La pequeña comunidad no acababa de reponerse cuando ya sobrevenía alguna contrariedad que algunas veces rozaba lo inverosímil. Lo adverso —sin llegar jamás a extremos dramáticos— puso al descubierto la naturaleza humana y cada uno vivió el desafío de responder con mayor o menor acierto, desde sus posibilidades. Salieron a flote las profesiones o los saberes. Manejar algún idioma extranjero ayudó en momentos tan disímiles como pedir la comida, redactar una carta oficial o negociar en el último paso de frontera. Los que tenían fe —pagana o religiosa— mantuvieron alta la moral del grupo y, aguantando las chanzas cargadas de afecto, fueron ánimo permanente. Hubo quien arengó y quien moderó, quien organizó colectas, quien usó mejor la tecnología y ayudó a los demás a servirse de ella. Quien se salió de tono y pidió disculpas. O no. Quien se desbordó de ansiedad y quien alivió con una caricia o con palabras.

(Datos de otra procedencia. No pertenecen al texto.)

PR #3308, opened 2019-09-11
upf to json converter

simonpintarelli:
- `_prepare_json` to upf class
- added export, e.g. `verdi data upf export PK` to cli interface

PR #4597, opened 2020-11-29
WIP: parse more info from upf header

unkcpz:
The `parse_upf` method is very old and only support parsing the element from upf file. I find it is sometimes helpful to also parse the `z_valence`(I want to get this value to set `nbands` before I run the scf calculation, I am curious why we cannot set things like `nbands_factor` in quantum-espresso) and more information from the upf file's `PP_HEADER` such as the type of PP. Just like what @simonpintarelli did in https://github.com/aiidateam/aiida-core/pull/3308 to support converting upf to json. I propose to have a tool to elaborately parsing the upf(or maybe if necessary for other types of pseudopotentials). From the time being, I just add a parser for 'z_valence'. It might useful to parse the following infos from file, [element, z_valence, pp_type, pp_energy, functional, wfc_cutoff, rho_cutoff, relativistic]. 

Here are the things worth to be discussed:

- I am not sure whether to set each of the info as an attribute of `UpfData` or collect them as a dict and set it as one attribute. 
- What's kinds of infos from pp file going to be store?
- Do we need and maintain another package to parse the upf(such as [upf_to_json](https://github.com/simonpintarelli/upf_to_json) by @simonpintarelli , and I think that package can be simplified or replaced by a more versatile one) . Meanwhile, how versatile it would be for other simulation code. Or maybe this tool can be a part of `aiida-pseudo`?

Pining @giovannipizzi @simonpintarelli for inputs before I moving forward.

### DIFF
--- a/aiida/orm/nodes/data/upf.py
+++ b/aiida/orm/nodes/data/upf.py
@@ -36,6 +36,24 @@ REGEX_ELEMENT_V2 = re.compile(
     """, re.VERBOSE
 )
 
+REGEX_HEADER_V1 = re.compile(
+    r"""
+    <PP_HEADER>\s*
+    (?P<header>.*)\s*
+    </PP_HEADER>
+    """, re.DOTALL | re.VERBOSE
+)
+
+REGEX_HEADER_V2 = re.compile(r"""
+    <PP_HEADER\s
+    (?P<header>.*?)\s*
+    /?>
+    """, re.DOTALL | re.VERBOSE)
+
+REGEX_HEADER_PARA_V2 = re.compile(r"""
+    (\w*)\s*=\s*"\s*(.*)\s*"
+    """, re.VERBOSE)
+
 
 def get_pseudos_from_structure(structure, family_name):
     """Return a dictionary mapping each kind name of the structure to corresponding `UpfData` from given family.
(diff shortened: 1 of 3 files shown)


simonpintarelli:
@unkcpz the `upf_to_json` is a copy of the scripts we are using in SIRIUS to create input files. It is needed for running SIRIUS accelerated CP2K via aiida, but the code was too messy to be merged into aiida, thus it became a standalone package :smile:. I'm not aware that any other DFT code needs UPF files converted to something else.

sphuber:
@unkcpz I actually [already implemented the same thing in `aiida-pseudo`](https://github.com/aiidateam/aiida-pseudo/pull/24) that has another implementation of `UpfData` that (I think should) become the successor of the `UpfData` currently shipped with `aiida-core`. We were planning on removing all materials science specific code to plugins for `aiida-core==2.0.0`. I started `aiida-pseudo` for different reasons, but I thought it made a lot of sense to move `UpfData` there and so already implemented a clean version there. The z valence is thus already parsed in `aiida-pseudo==0.3.0`

unkcpz:
@sphuber thanks! I'll have a try on this feature of `aiida-psuedo`.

Es cierto que la dificultad para moverse en un país desconocido y con una visa de turista vencida limitaba los desplazamientos. Pero la necesidad de estar juntos y la certeza de que la contrariedad había generado ese micromundo con sus particulares reglas hizo que fuera fraguando la conciencia casi unánime de pertenecer a un grupo. Sobre todo, y esto es lo que observé emocionada, se forjaron lazos cuya profundidad y duración determinará el tiempo y que quizá puedan constituirse en una fuerza útil para tender una mano a quienes nada tienen.
Para esta escritora, habituada al trabajo solitario y poco dada a la vida social, el inconveniente de las visas tuvo beneficios colaterales. Atenta a la conducta de las personas, siempre fascinada por sus matices, esos días fueron un encantador escenario de humanidad desvalida, expectante, azorada. Una experiencia imposible de contar en sus detalles, no solo por discreción, sino porque nadie la creería. Lo que también refuerza el sentido de pertenencia al grupo y recuerda que realidad y verosimilitud van por carriles diferentes.